Submission 174
Optimisation of trading for renewable energy systems in combination with bat-tery storage systems using reinforcement learning
WISO25-174
Presented by: Jonas Petzschmann
Summary
The trading of electricity from renewable energies poses a challenge for market participants, as the trading decision must be made before the delivery with uncertainty about the future generation of the renewable energy plants. Battery storage systems can reduce these uncertainties by being used to compensate for forecast errors of renewable energy plants. However, battery storage systems can also be used for arbitrage trading. In this work, reinforcement learning (RL) is used to determine the optimal trading strategy for battery storage systems on the short-term energy markets. Artificial neural networks are used, which are trained with the PGPE learning algorithm. The results show that the RL approach generates 7.3% higher profits compared to equation-based optimisation by reducing costs by 90 % through cyclic ageing.
Introduction
The trading of electricity from renewable energies poses a challenge for market participants, as the trading decision must be made before the delivery with uncertainty about the future generation of the renewable energy plants. Battery storage systems can reduce these uncertainties by being used to compensate for forecast errors of renewable energy plants. However, battery storage systems can also be used for arbitrage trading. In this work, reinforcement learning (RL) is used to determine the optimal trading strategy for battery storage systems on the short-term energy markets. Artificial neural networks are used, which are trained with the PGPE learning algorithm. The results show that the RL approach generates 7.3% higher profits compared to equation-based optimisation by reducing costs by 90 % through cyclic ageing.
Methodology
RL is used to determine the optimal trading strategy for a system pool consisting of renewable energy systems and flexible battery storage systems on the short-term markets. On the one hand, the battery storage systems are used for arbitrage trading. On the other hand, they are also activated for short-term balancing by providing or absorbing energy at short notice to mitigate forecast errors.

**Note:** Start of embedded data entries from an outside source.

PR #7619, opened 2018-09-30
PLAT-8342: limit reset password per email and ip to avoid flooding

inbal-ben-david:


infra/general/CountingReservation.php
```diff
@@ -0,0 +1,96 @@
+<?php
+/**
+ *
+ */
+
+class CountingReservation
+{
+	CONST DEFAULT_TIME_IN_CACHE_FOR_RESERVATION = 300;
```
MosheMaorKaltura: CONST should be lowercase.

infra/general/CountingReservation.php
```diff
@@ -0,0 +1,96 @@
...
+
+	/**
+	 * will try to acquire the resource, if we tried more then max times we will lock the resource
+	 * for the ttl set up for the reservator
+	 * @param string $resourceId
+	 * @return bool
+	 */
+	public function tryAcquire($resourceId)
+	{
+		$cacheCounter = $this->cache->get($this->getCacheKeyForResource($resourceId));
```
MosheMaorKaltura: Use Memcache::decrement  since it is atomic while get..store is not.

api_v3/lib/KalturaBaseUserService.php
```diff
@@ -293,6 +294,60 @@ protected function validateApiAccessControlByEmail($email)
...
 	}
+
+	/**
+	 * check if there were more than max_allowed calls for different resources
+	 * @param string $email
+	 * @throws KalturaErrors::FAILED_TO_INIT_OBJECT
+	 */
+	protected function validateRequestsAmount($email)
+	{
+		$cache = kCacheManager::getSingleLayerCache(kCacheManager::CACHE_TYPE_RESOURCE_RESERVATION);
```
MosheMaorKaltura: Add release note which states that this value must be set in cache.ini (for onprem users that did not set it so far)

PR #7629, opened 2018-10-04
kava - support filtering by customVar1

erankor:


alpha/apps/kaltura/lib/reports/myReportsMgr.class.php
```diff
@@ -1503,6 +1503,7 @@ class reportsInputFilter
 	public $extra_map;
 	public $categories;
 	public $categoriesIds;
+	public $custom_var1;
```
MosheMaorKaltura: Better use one format of member names, e.g. lowerCamelCase.

erankor: Yes, I saw that... however, this class already uses mixed conventions (before this pull) so I just went with the majority for now, which is underscores

PR #7678, opened 2018-10-14
Naos 14.6.0 plat 9228

noam-arad:


plugins/conference/services/ConferenceService.php
```diff
@@ -8,18 +8,20 @@
...
 	 * @action allocateConferenceRoom
 	 * @actionAlias liveStream.allocateConferenceRoom
 	 * @param string $entryId
+	 * @param string $tag
 	 * @return KalturaRoomDetails
 	 * @throws KalturaAPIException
 	 * @beta
 	 */
-	public function allocateConferenceRoomAction($entryId)
+	public function allocateConferenceRoomAction($entryId, $tag = '')
```
yossipapi: Better use null instead of ''

plugins/conference/services/ConferenceService.php
```diff
@@ -111,9 +113,17 @@ protected function findExistingConferenceRoom($entryId)
 		return null;
 	}
 
-	protected function findFreeServerNode()
+	protected function findFreeServerNode($tag, $partner)
 	{
-		$serverNodes = ServerNodePeer::retrieveActiveUnoccupiedServerNodesByType(ConferencePlugin::getCoreValue('serverNodeType',ConferenceServerNodeType::CONFERENCE_SERVER));
+		if (empty($tag))
+		{
+			$tag = $partner->getConfTagName();
```
yossipapi: Better move the if check inside the getConfTagName i.e:
public function getConfTagName()
	{
		return $this->getFromCustomData( self::CUSTOMER_DATA_CONF_TAG_NAME, null ,kConf::get(self::CONFERENCE_SERVER_NODE_TAG_NAME));
	}

configurations/base.ini
```diff
@@ -403,6 +403,8 @@ extend_list[] = BusinessProcessStartNotificationTemplate:mainObjectCode
 extend_list[] = BusinessProcessSignalNotificationTemplate:mainObjectCode
 extend_list[] = BulkUploadResultScheduleEvent:rowData
 
+conference_server_node_tag_name=prod
```
yossipapi: better keep same naming convention as in local.ini rtc_....

alpha/lib/model/ServerNodePeer.php
```diff
@@ -134,13 +134,17 @@ public static function getCacheInvalidationKeys()
...
+	public static function retrieveActiveUnoccupiedServerNodesByType($type, $tag, PropelPDO $con = null)
 	{
 		$c = new Criteria();
 		$c->add(ServerNodePeer::STATUS, ServerNodeStatus::ACTIVE);
 		$c->add(ServerNodePeer::TYPE, $type);
 		$c->add(ServerNodePeer::HEARTBEAT_TIME, time() - ServerNode::SERVER_NODE_TTL_TIME, Criteria::GREATER_EQUAL);
 		$c->addOr(ServerNodePeer::HEARTBEAT_TIME, null);
+		if (!empty($tag))
+		{
+			$c->add(ServerNodePeer::TAGS, $tag, Criteria::LIKE);
```
yossipapi: Using like query on string field which runs on the mysql side is not that good. I think it would be better to fetch all and filter by tag.

alpha/config/schema.xml
```diff
@@ -1716,6 +1716,7 @@
 		<column primaryKey="false" required="false" autoIncrement="false" lazyLoad="false" name="playback_host_name" type="varchar" size="256" />
 		<column primaryKey="false" required="false" autoIncrement="false" lazyLoad="false" name="parent_id" type="varchar" size="256" />
 		<column primaryKey="false" required="false" autoIncrement="false" lazyLoad="false" name="custom_data" type="longvarchar" />
+		<column primaryKey="false" required="false" autoIncrement="false" lazyLoad="false" name="environment" type="varchar" size="256" />
```
yossipapi: better set it to 32 it should be enough

deployment/updates/sql/2018_10_23_alter_server_node_table_add_environment_column.sql
```diff
@@ -0,0 +1 @@
+ALTER TABLE server_node	ADD  environment VARCHAR(256) NULL AFTER custom_data;
```
yossipapi: custom_data is usually last so better add before

alpha/data/sql/schema.sql
```diff
@@ -1920,6 +1920,7 @@ CREATE TABLE `server_node`
 	`playback_host_name` VARCHAR(256),
 	`parent_id` VARCHAR(256),
 	`custom_data` TEXT,
+	`environment` VARCHAR(256),
```
yossipapi: Add in deployment/base/sql/01.kaltura_ce_tables.sql as well

api_v3/lib/types/serverNode/base/KalturaServerNode.php
```diff
@@ -107,7 +107,17 @@
 	 * @filter like,mlikeor,mlikeand
 	 */
 	public $parentId;
-	
+
+	/**
+	 * Environment
+	 *
+	 * @var string
+	 * @filter eq
```
yossipapi: Generate filters

yossipapi: Think about adding in as well.

PR #7679, opened 2018-10-14
PLAT-9321: avoid warning

noam-arad:


alpha/apps/kaltura/lib/rules/kRule.php
```diff
@@ -354,6 +354,8 @@ public function hasActionType($actionTypes)
 		if ($actionTypes)
 		{
 			$ruleActions = $this->getActions();
+			if (!$ruleActions)
+				return false;
```
etameran: Please add curly braces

The latest status and forecast data of the plants are used to determine the optimum utilisation of the power plants in order to create the bids on the day-ahead and intraday markets. As shown in Figure 1, policy gradients with parameter-based exploration (PGPE) and artificial neural networks are used as learning algorithms for function approximation. The cyclic ageing is determined by the Rainflow algorithm. The results are compared with an equation-based optimisation approach (EB).
Results
In this work, it was demonstrated that RL optimisation of storage utilisation achieves higher profits compared to established methods by extending the lifetime of the battery storage system. As shown in Figure 2, RL optimisation results in higher imbalance settlement costs than EB optimisation due to greater deviations between the amount of energy offered and physical delivery. At the same time, the cycling ageing costs of RL-optimised storage use are only 11% of the ageing costs of storage use with EB optimisation. Overall, this means that RL optimistion achieves 7.31% higher profits than EB optimisation.